• Problem statement: Take every line in the entries that includes the word "which" and copy it.

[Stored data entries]
PR #206, opened 2017-09-24
Add instruction for NodeJS related project and tools

nguymin4:
Add instruction about restoring program related to NodeJS.

@bruno- There is a small issue which I am not so sure is a bug or not in the end of the documentation. Could you review it. Thank you.


bruno-:
Thank you.

PR #210, opened 2017-10-25
remove_old_backups() : replace xargs with -exec to handle 0 files found better

eugenevd:
If there are no files found by find due to mtime (ie, nothing older than 30 days), zero arguments are passed on to xargs' rm which result in 

Oct 25 14:14:50 xmachina save.sh[2772]: rm: missing operand
Oct 25 14:14:50 xmachina save.sh[2772]: Try 'rm --help' for more information.

to be seen in journalctl.

This way rm is only executed when something is found.


bruno-:
Thanks

PR #211, opened 2017-10-30
actually rename windows when restoring

malkomalko:


charlie-ht:
This was a show-stopping issue for my workflow, thanks very much for taking the time to create a PR!

thebearjew:
Big time bump on this. Desperately need windows to restore names!

jbleuzen:
Hi, would love to see this merged as well into tmux-resurrect... 
Tested it and it works perfectly !
Thanks

noscript:
Works for me as well!

ApricumMedia:
Yes, please, I find tmux window titles to be immensely helpful!

daizeng1984:
+1 wish to solve this issue. The original fix seems to break on newer tmux e.g. 2.6 due to asynchronic pane refreshing.

joelrobichaud:
Any reason this hasn't been merged yet? This is a showstopper for my workflow too.

peey:
This would be great to have. @bruno- @rummik could you review this and merge please? It just adds one line to the `restore.sh` file.

bruno-:
I think this solution will not be ideal for folks with `automatic-rename on`. It's possible we'll revert this addition because of that.

I think that was the original reason the PR was not merged early.

peey:
@bruno- ah I see your point.

Will the following be a correct solution? :

1. Keep track of status of the variable `automatic-rename` in [scripts/save.sh](https://github.com/tmux-plugins/tmux-resurrect/blob/master/scripts/save.sh#L36). If it's "off" during save then that means the name was set manually, if it's "on" then it means automatic-renaming was in effect.
2. During restore, add an if condition around the line introduced in this PR which checks if `automatic-rename` was on or off.

bruno-:
Maybe we don't need to track `automatic-rename` during save. Maybe just doing this **during restore** would work:

```
if automatic_rename_off
  rename_window
```

I'm not sure if that covers all the cases, but it's an improvement.

peey:
Current behaviour of window-level variable 'automatic-rename' seems to be that if it's set to "on", then when you set the window name, it's automatically turned "off" for that window. [source](https://superuser.com/q/791638/366614)

I think that's why you'll need to track it during the save.

peey:
@malkomalko would you be able to update this PR to take care of the `automatic-rename` issue?

It'll be definitely sad if this were to be reverted.

PR #216, opened 2017-11-19
Fix printing of command for ArchLinux

cedricpim:
On 4.13.12-1-ARCH, `uname -s` returns "Linux" and to get the correct
output of the command related to a PID, it requires the same options on
echo as OpenBSD and FreeBSD.


cedricpim:
Great, thanks :+1:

• Result of this exercise:
@bruno- There is a small issue which I am not so sure is a bug or not in the end of the documentation. Could you review it. Thank you.
If there are no files found by find due to mtime (ie, nothing older than 30 days), zero arguments are passed on to xargs' rm which result in 
2. During restore, add an if condition around the line introduced in this PR which checks if `automatic-rename` was on or off.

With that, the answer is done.